━━━━━ EXERCISE INPUT

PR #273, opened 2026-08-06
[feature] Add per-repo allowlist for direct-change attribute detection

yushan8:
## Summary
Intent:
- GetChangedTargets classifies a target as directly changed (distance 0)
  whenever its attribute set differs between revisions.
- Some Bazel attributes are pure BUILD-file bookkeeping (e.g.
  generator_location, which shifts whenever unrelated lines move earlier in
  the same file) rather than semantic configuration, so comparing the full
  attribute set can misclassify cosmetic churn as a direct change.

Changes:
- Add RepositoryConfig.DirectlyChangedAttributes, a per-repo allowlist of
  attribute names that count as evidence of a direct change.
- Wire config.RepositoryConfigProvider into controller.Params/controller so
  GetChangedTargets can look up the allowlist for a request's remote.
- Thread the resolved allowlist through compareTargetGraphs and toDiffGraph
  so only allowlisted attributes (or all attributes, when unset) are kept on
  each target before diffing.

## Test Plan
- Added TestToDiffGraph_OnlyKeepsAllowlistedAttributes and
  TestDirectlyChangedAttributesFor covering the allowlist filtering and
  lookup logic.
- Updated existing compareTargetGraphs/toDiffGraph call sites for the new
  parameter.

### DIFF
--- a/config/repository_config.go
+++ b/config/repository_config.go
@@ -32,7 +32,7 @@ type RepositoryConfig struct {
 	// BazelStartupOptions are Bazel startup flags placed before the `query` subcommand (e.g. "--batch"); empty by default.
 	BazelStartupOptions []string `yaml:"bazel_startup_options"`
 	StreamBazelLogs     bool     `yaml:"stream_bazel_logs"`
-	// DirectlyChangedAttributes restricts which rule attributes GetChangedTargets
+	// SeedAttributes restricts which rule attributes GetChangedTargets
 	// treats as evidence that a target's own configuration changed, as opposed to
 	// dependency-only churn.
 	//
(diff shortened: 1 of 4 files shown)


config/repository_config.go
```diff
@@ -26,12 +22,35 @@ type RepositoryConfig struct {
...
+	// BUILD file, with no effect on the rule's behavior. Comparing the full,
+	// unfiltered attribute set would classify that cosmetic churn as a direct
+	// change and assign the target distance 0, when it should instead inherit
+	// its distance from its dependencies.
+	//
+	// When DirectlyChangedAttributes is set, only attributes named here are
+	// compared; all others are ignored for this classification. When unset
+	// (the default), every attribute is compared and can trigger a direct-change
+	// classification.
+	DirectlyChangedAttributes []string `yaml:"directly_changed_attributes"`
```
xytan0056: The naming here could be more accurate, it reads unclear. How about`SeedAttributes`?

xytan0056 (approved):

━━━━━━━━━━

Reproduce every line above containing "churn".

TASK ANSWER
  attribute set can misclassify cosmetic churn as a direct change.
 	// dependency-only churn.
+	// unfiltered attribute set would classify that cosmetic churn as a direct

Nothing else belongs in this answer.